So some of my rhubarb is just starting to show signs of life. A vivid yellow-green-red bud is starting to burst from the old brown husk. I'm planning to force some of the crop. Is now the right moment to start?

Do I have to wait for it to reach a certain size? Or could I have (should I have) placed my forcing jar (or whatever) over the dormant plant back in mid-winter?

2 Answers 2


As you're in the UK, the timings olantigh mentions are more or less accurate - my info on rhubarb forcing says to cover the plants in December or January, then harvest as the stalks get large enough. I'm not a 'real' rhubarb grower, preferring to let mine grow perfectly naturally, but the info also suggests that the best time to topdress with well rotted manure is in May, which is certainly about the time I do mine. It also says that, if you force a plant one year, it must be let grow naturally the following year.

So, in answer to your question, yes, you are too late to force this year, sorry!


It depends where one lives but I do it in December and leave it on the plant until May. Overfeed them with plenty of manure, but don't let it touch the new growth -- keep it a finger's width away from them as this will and can burn them. When they are a size you want them, then harvest them but leave all the leaves on during the summer to recharge the root for next year. It's a good idea to have several roots to expand the season and not overtax the one plant in your garden.
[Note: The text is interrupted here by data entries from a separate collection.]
PR #183, opened 2017-05-16
Fix Properties

michaelandrepearce:
Make properties create a java list of Struct using property schema.


andrewstevenson:
@michaelandrepearce Thanks!

PR #187, opened 2017-05-17
JMSSource Default Options

michaelandrepearce:
Small fix, didnt check the option on default converter essentially causing it to be mandatory when it should be optional.


michaelandrepearce:
@stheppi not sure if you seen, just a small fix to the last PR that was merged.

PR #190, opened 2017-05-24
FIX: added fetch size to Cassandra Source settings

CodeSmell:


stheppi:
@CodeSmell 
  KCQL default's 'BATCH' to 3000 (it is **Config.DEFAULT_BATCH_SIZE**). to control the fetch/batch all it needs is:
INSERT INTO kafka-topic SELECT string_field, timestamp_field FROM cassandra-table PK timestamp_field $kcqlIncrementMode **BATCH = 200**

This way you can control the batch per table rather than having a global fetch.  I am sorry for not addressing your question earlier and you had to code around it. I will have to reject the PR though.

BATCH_SIZE in the config i would say is confusing and should be removed. as records are pulled from Cassandra they are stored into a queue. This config says how many to pull at once from it. Two steps throttling.

CodeSmell:
Stefan
No problem. I think I misunderstood Andrew's email response from a few days ago. 
He mentioned tweaking `connect.cassandra.fetch.size` so I assumed that this was the config setting that should be used. 

I'll add some tests with BATCH=200 and see if that change is available in the `CqlGenerator`

Just curious what is fetch.size used for?

CodeSmell:
Based on the comment I assume the main problem is this line in `CqlGenertor`
```private val limitRowsSize = setting.fetchSize```

But would I be correct in assuming that we would still want fetch.size available in the `CassandraSetting`

PR #191, opened 2017-05-25
Add Test with KCQL Batch 

CodeSmell:
This PR is an attempt to correct #190 
It reverts the `CqlGenerator` to using the BATCH in KCQL instead of fetch.size in the config
It adds a test to show that it is working correctly w/ CQL that uses the token/paging

The `connect.cassandra.fetch.size` was added to `CassandraSettings` since it was not available to the Cassandra Source connector before. However it is currently not used in the `CqlGenerator`.

### DIFF
--- a/kafka-connect-cassandra/src/main/scala/com/datamountaineer/streamreactor/connect/cassandra/source/CqlGenerator.scala
+++ b/kafka-connect-cassandra/src/main/scala/com/datamountaineer/streamreactor/connect/cassandra/source/CqlGenerator.scala
@@ -23,7 +23,7 @@ class CqlGenerator(private val setting: CassandraSourceSetting) extends StrictLo
   private val keySpace = setting.keySpace
   private val selectColumns = getSelectColumns
   private val incrementMode = determineMode
-  private val limitRowsSize = config.getBatchSize
+  private val limitRowsSize = setting.fetchSize
 
   private val defaultTimestamp = "1900-01-01 00:00:00.0000000Z"
 
@@ -75,7 +75,7 @@ class CqlGenerator(private val setting: CassandraSourceSetting) extends StrictLo
     val fieldList = config.getFieldAlias.map(fa => fa.getField).toList
     // if no columns set then select all the columns in the table
     val selectColumns = if (fieldList == null || fieldList.isEmpty) "*" else fieldList.mkString(",")
-    logger.info(s"the fields to select are $selectColumns")
+    logger.debug(s"the fields to select are $selectColumns")
     selectColumns
   }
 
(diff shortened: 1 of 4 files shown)


kafka-connect-cassandra/src/main/scala/com/datamountaineer/streamreactor/connect/cassandra/source/CqlGenerator.scala
```diff
@@ -23,7 +23,7 @@ class CqlGenerator(private val setting: CassandraSourceSetting) extends StrictLo
   private val keySpace = setting.keySpace
   private val selectColumns = getSelectColumns
   private val incrementMode = determineMode
-  private val limitRowsSize = setting.fetchSize
+  private val limitRowsSize = config.getBatchSize
```
CodeSmell: Using batch size instead of fetch size

kafka-connect-cassandra/src/test/scala/com/datamountaineer/streamreactor/connect/cassandra/source/TestCqlGenerator.scala
```diff
@@ -87,15 +87,16 @@ class TestCqlGenerator extends WordSpec with Matchers with BeforeAndAfter with M
...
       Map(
         CassandraConfigConstants.KEY_SPACE -> CASSANDRA_KEYSPACE,
         CassandraConfigConstants.SOURCE_KCQL_QUERY -> myKcql,
         CassandraConfigConstants.ASSIGNED_TABLES -> s"$TABLE3",
         CassandraConfigConstants.IMPORT_MODE -> CassandraConfigConstants.INCREMENTAL,
         CassandraConfigConstants.POLL_INTERVAL -> "1000",
-        CassandraConfigConstants.FETCH_SIZE -> "200",
+        CassandraConfigConstants.FETCH_SIZE -> "500",
+        CassandraConfigConstants.BATCH_SIZE -> "800",
         CassandraConfigConstants.TIMESTAMP_TYPE -> configIncrementMode).asJava
```
CodeSmell: set the values for FETCH & BATCH size in the test here w/ numbers different than KCQL to test/confirm that the KCQL value is being used

stheppi:
I will do some cleanup . Fetch.size should be removed and batch size is confusing

CodeSmell:
Thanks. I have a better understanding now. 
But having batch in KCQL, fetch.size config, and batch.size config was confusing. :)

andrewstevenson:
We are cleaning up all the configs. Spotted a few more today. Are you deploying into a containers engines at all?

CodeSmell:
We are deploying into a private OneOps/OpenStax cloud.
KC is dropped on own nodes with Stream Reactor jar dropped into the libs.

PR #211, opened 2017-06-02
Cleaned up token test and added a warning

CodeSmell:
The TOKEN increment mode only works as expected when the ByteOrderedPartitioner is being used. 
This is generally not recommended due to hotspots but in certain cases might be helpful to avoid ALLOW FILTERING and the lack of a LIMIT on time based polling of Cassandra table. 

The available partitioners:
http://docs.datastax.com/en/cassandra/3.0/cassandra/architecture/archPartitionerAbout.html
https://wiki.apache.org/cassandra/Partitioners

It can be used with other partitioners but inserts can be missed that occur after a query is run because other partitioners have no order in the way tokens are ordered.


CodeSmell:
Note: after doing a pull from upstream had trouble w/ some of the temp classes. 
So added this in the older branch.

CodeSmell:
Note: after doing a pull from upstream into fork got some errors with missing temp classes.
So added these changes in the older branch

stheppi:
@CodeSmell 
 can you please resolve the merge conflicts so i can merge?

stheppi:
Thanks!

PR #197, opened 2014-08-13
`ManuallyDrop` type gives precise control of dtors of inline data.

huonw:
This is a replacement for zeroing, acting like `*_ T` wrt destructors (i.e. they need to be run manually).

PR #1180, opened 2015-06-29
Propose `Interior<T>` data-type, to allow moves out of the dropped value during the drop hook.

aidancully:
[rendered](https://github.com/aidancully/rfcs/blob/interior/text/0000-interior.md)

### DIFF
--- a/text/0000-interior.md
+++ b/text/0000-interior.md
@@ -7,7 +7,7 @@
 Define `Interior<T>` type and associated language item. `Interior<T>`
 is structurally identical to `T` (as in, same memory layout, same
 structure fields, same enum discriminant interpretation), but has no
-traits implemented. Define a new `DropValue` trait that takes an
+traits implemented. Define a new `DropInterior` trait that takes an
 `Interior<T>` argument (instead of `&mut T`). This will allow fields
 to be moved out of a compound structure during the drop glue. The
 drop-glue will change to directly invoke the `DropValue` hook with the
@@ -91,64 +91,156 @@ recursively by default.
 Other solutions to this issue in current-Rust require circumlocutions
 for a `Drop`-implementing compound type to control whether or how its
 embedded fields get dropped. These approaches will be discussed in the
-`Alternatives` section, below.
+**Alternatives** section, below.
 
 # Detailed design
 
 We define an `Interior<T>` type and associated `"interior"` language
-item:
+item. The `T` parameter of `Interior<T>` will be restricted to types
+that implement `Drop`, or other such traits (and this RFC defines one)
+that require the `T` value to be fully populated on clean-up. (For
+purposes of exposition, we will describe all such traits as
+"`Drop`-like traits".) We enforce this restriction by defining a
+`DropGlue` marker-type:
 
 ```rust
-#[lang="interior"]
-struct Interior<T>(T);
+// in libcore::marker:
+
+// marker trait indicates that an instance of this type must be
+// fully-populated on clean-up. For example:
+//     struct MyStruct1;
+//     impl Drop for MyStruct1 { ... }
+//     struct MyStruct2;
+//     fn print_dropglue<T: DropGlue>() {
+//         println!("has drop-glue!");
+//     }
+//     print_dropglue::<MyStruct1>(); // prints "has drop-glue!"
+//     // fails to compile:
+//     // print_dropglue::<MyStruct2>();
+#[lang="drop_glue_marker"]
+pub trait DropGlue;
 ```
+
+With the `DropGlue` marker-type defined we can restrict `Interior<T>`
+such that it is only defined against types that implement `Drop`-like
+traits:
+
+```rust
+// in libcore::interior:
+
+// Presents access to `T` type, as though it did NOT implement any
+// drop-related clean-up functions.
+#[lang="interior"]
+struct Interior<T: DropGlue>(T);
+```
+
+Since `Interior<T>` cannot have drop-glue, this restriction prevents
+construction of `Interior<Interior<T>>` types. Further, we've
+prevented construction of `Interior<T>` types when the underlying `T`
+does not implement a drop-related clean-up function.
 
 An instance of `Interior<T>` is defined to be structurally identical
 to `T`, but is an independent type. Since it is an independent type,
 it can have a unique set of `impl`s defined against it: the `impl`s
-defined against `T` are not inherited by `Interior<T>`. In particular,
-this means that `Interior<T>` does not implement `Drop`, which means
-it is (by default) valid to partially or fully deconstruct an
-`Interior<T>` instance (even where it would not be valid to
-deconstruct an instance of `T`).
+defined against `T` are not inherited by `Interior<T>`. However, it
+will always be valid to partially or fully deconstruct an
+`Interior<T>` instance (though it would not be valid to deconstruct an
+instance of `T`).
 
-We also define a new `DropValue` trait to replace the legacy `Drop`
+We also define a new `DropInterior` trait to replace the legacy `Drop`
 trait, and which takes an instance of `Interior<Self>` by value:
 
 ```rust
-#[lang="dropvalue"]
-trait DropValue {
-    fn drop_value(Interior<Self>);
+#[lang="drop_interior"]
+trait DropInterior {
+    fn drop_interior(Interior<Self>);
 }
 ```
 
-Define the following bare functions to convert between `T` and
+Define the following functions to convert between `T` and
 `Interior<T>`:
 
 ```rust
-fn into_interior<T>(t: T) -> Interior<T>;
-fn from_interior<T>(t: Interior<T>) -> T;
-fn as_interior<T>(t: &T) -> &Interior<T>;
-fn as_interior_mut<T>(t: &mut T) -> &mut Interior<T>;
-fn of_interior<T>(t: &Interior<T>) -> &T;
-fn of_interior_mut<T>(t: &mut Interior<T>) -> &mut T;
-```
-
-And then it is possible to define a compatibility `Drop` trait in
-terms of `DropValue`:
-
-```rust
-impl<T: Drop> DropValue for T {
-  fn drop_value(this: Interior<Self>) {
-    of_interior_mut(this).drop();
-  }
+impl<T> Interior<T> {
+    unsafe fn from_outer_unsafe(outer: T) -> Self;
+    fn into_outer(this: Self) -> T;
+    fn as_outer(this: &Self) -> &T;
+    fn as_outer_mut(this: &mut Self) -> &mut T;
+    fn of_outer(outer: &T) -> &Self;
+    fn of_outer_mut(outer: &mut T) -> &mut Self;
 }
 ```
 
-## Compiler-generated drop-glue.
+(Note that `from_outer_unsafe` is made unsafe to avoid a
+backwards-compatibility risk with current `Drop`. This design point
+will also be discussed under **Alternatives**.)
 
-In this design, the compiler-generated drop-glue for a type gets so
-simplified as to become nearly, or possibly entirely, non-existent.
+These functions will be used to define conversion traits against
+`Interior<T>`:
+
+```rust
+impl<T> AsRef<T> for Interior<T> { ... }
+impl<T> AsMut<T> for Interior<T> { ... }
+```
+
+(With negative bounds, a safe variant of `from_outer` could be defined
+for !Drop types, and `From<T>` could be implemented for `Interior<T:
+!Drop>`. This is discussed under **Alternatives**.)
+
+With these definitions in place, it is possible to define the legacy
+`Drop` trait in terms of `DropInterior`:
+
+```rust
+impl<T: Drop> DropInterior for T {
+    fn drop_interior(mut this: Interior<T>) {
+        Interior::as_outer_mut(&mut this).drop();
+    }
+}
+```
+
+## Structurally identical
+
+`Interior<T>` is defined to be structurally identical to `T`. There
+are several things we mean by that:
+
+* `Interior<T>` will have the same size and alignment as `T`.
+* The fields of `Interior<T>` will have the same names as the fields of
+`T` and will live at the same memory offsets within the structure.
+* If `T` is an enum, then `Interior<T>` will have the same enum
+discriminant and variants.
+* The accessability of the fields of `Interior<T>` will be identical
+to the accessability of the equivalent fields of `T`.
+
+This definition is intended to support having the conversion from `T`
+to `Interior<T>` (and vice-versa) be a no-op at run-time: the
+introduction of the `Interior<T>` type should introduce *no* run-time
+overhead.
+
+## Drop-glue functions
+
+In this design, we have eliminated the need for the drop-glue function
+for a type to be compiler-generated. Rather, we make the drop-glue
+function (called on scope-based clean-up for a `DropGlue`-value)
+explicit, with an associated lang-item:
+
+```rust
+#[lang="drop_glue_fn"]
+fn drop_glue<T: DropInterior>(arg: T) {
+    // using "unsafe" variant to allow working with `Drop` types (as
+    // opposed to `DropInterior` types that do NOT implement `Drop`).
+    DropInterior::drop_interior(unsafe { Interior::from_outer_unsafe(arg) });
+}
+```
+
+(Note that, under this proposal, all drop-hooks are invoked via
+`DropInterior`, so restricting the `T` argument to implementors of
+`DropInterior` will cover all types that require `DropGlue`.) This
+drop-glue function is also used by trait vtables (to support running
+drop-based clean-up when ownership is attached to a trait pointer, as
+in `Box<Trait>`).
+
+## Example clean-up process
+
 Consider the following types:
 
 ```rust
@@ -203,14 +295,15 @@ impl DropValue for Foo {
 }
 impl DropValue for Bar {
   fn drop_value(this: Interior<Bar>) {
+    // we allow partial moves from `this`:
+    mem::drop(this.0);
     println!("drop_bar");
-    // "this" is consumed at function exit, so the compiler
+    // the remainder of "this" is consumed at function exit, so the compiler
     // will generate the following code:
-    // DropValue::<Foo>::drop_value(into_interior(this.0));
-    // DropValue::<Foo>::drop_value(into_interior(this.1));
+    // drop_glue::<Foo>(this.1);
     // and the following will be displayed as this function is called:
-    // drop_bar
     // drop_foo
+    // drop_bar
     // drop_foo
   }
 }
@@ -222,8 +315,8 @@ impl DropValue for Baz {
     // with something like the following code:
     // match this.discriminant {
     //   Empty => (),
-    //   AmFoo(val) => DropValue::<Foo>::drop_value(into_interior(val)),
-    //   AmBar(val) => DropValue::<Bar>::drop_value(into_interior(val)),
+    //   AmFoo(val) => drop_glue::<Foo>(val),
+    //   AmBar(val) => drop_glue::<Bar>(val),
     // }
     println!("drop_baz");
     // note that the println! should be evaluated *after* `this` is
@@ -235,79 +328,138 @@ impl DropValue for Baz {
 }
 ```
 
-The drop-glue function no longer appears to be necessary: all clean-up
-now occurs in the drop-hook itself, in the same way it does for types
-that do not have drop-glue defined.
-
-## `impl DropValue for Interior<T>`
-
-We do not prohibit `impl DropValue for Interior<T>`: it should just
-work in the natural way.
-
-```rust
-struct Foo;
-impl DropValue for Interior<Foo> {
-  fn drop_value(this: Interior<Interior<Foo>>) {
-    println!("drop_interior_foo");
-  }
-}
-impl DropValue for Foo {
-  fn drop_value(this: Interior<Foo>) {
-    println!("drop_foo");
-    // `this` is cleaned up as it falls out of scope. the compiler
-    // will generate something like the following code at this point:
-    // DropValue::<Interior<Foo>>::drop_value(into_interior(this));
-  }
-}
-fn main() {
-  mem::drop(Foo);
-  // the compiler will generate something like the following code
-  // at this point:
-  // DropValue::<Foo>::drop_value(into_interior(Foo));
-}
-// the following text should be displayed on running this program:
-// drop_foo
-// drop_interior_foo
-```
-
-## Interaction with `impl Drop`
-
-The blanket implementation of `DropValue` for `Drop` types means that
-it will be impossible for a user to simultaneously define `DropValue`
-and `Drop` for a given type. On the other hand, it will be possible to
-implement `Drop` for `T` and `DropValue` for `Interior<T>`, or
-vice-versa. The drop-hooks will then be called in the natural way.
-
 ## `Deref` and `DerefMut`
PR #1190, opened 2015-07-05
Style: function declarations

nrc:
How should we format function declarations?

### DIFF
--- a/text/0000-style-fn-decl.md
+++ b/text/0000-style-fn-decl.md
@@ -1,0 +1,274 @@
+- Feature Name: N/A
+- Start Date: 2015-07-06
+- RFC PR: 
+- Rust Issue: 
+
+# Summary
+
+How should we format function declarations?
+
+# Motivation
+
+Since the last time this was discussed, function declarations have got busier -
+we've added `where` clauses and function types have got larger and are more
+often used in generics. The style I see in the compiler is also different to
+that used in some of the libraries and has moved away from the style guide
+(which is underspecified in any case).
+
+For reference the current text in the style guide states:
+
+> For multiline function signatures, each new line should align with the
+> first parameter. Multiple parameters per line are permitted:
+> 
+> ``` rust
+> fn frobnicate(a: Bar, b: Bar,
+>               c: Bar, d: Bar)
+>               -> Bar {
+>     ...
+> }
+> 
+> fn foo<T: This,
+>        U: That>(
+>        a: Bar,
+>        b: Bar)
+>        -> Baz {
+>     ...
+> }
+> ```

The professionals in the north of England's "Rhubarb Triangle" recharge their plants every year outside in the fields with tonnes of manure so they are literally force fed. In October they dig up the plants and place them in a very large dark shed on layered shelves with a constant temperature. The stems then grow rapidly in the dark.

A completely useless fact: rhubarb is officially the fastest growing plant in the world and one can actually hear it growing!